- What you should do
Print every line of the data word for word.

-- Given information follows --

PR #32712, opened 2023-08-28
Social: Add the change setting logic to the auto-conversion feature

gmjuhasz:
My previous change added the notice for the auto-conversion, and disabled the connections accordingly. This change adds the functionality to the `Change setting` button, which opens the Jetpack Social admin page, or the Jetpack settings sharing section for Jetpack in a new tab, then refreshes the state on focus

-- Given information concluded --

- Expected answer
PR #32712, opened 2023-08-28
Social: Add the change setting logic to the auto-conversion feature

gmjuhasz:
My previous change added the notice for the auto-conversion, and disabled the connections accordingly. This change adds the functionality to the `Change setting` button, which opens the Jetpack Social admin page, or the Jetpack settings sharing section for Jetpack in a new tab, then refreshes the state on focus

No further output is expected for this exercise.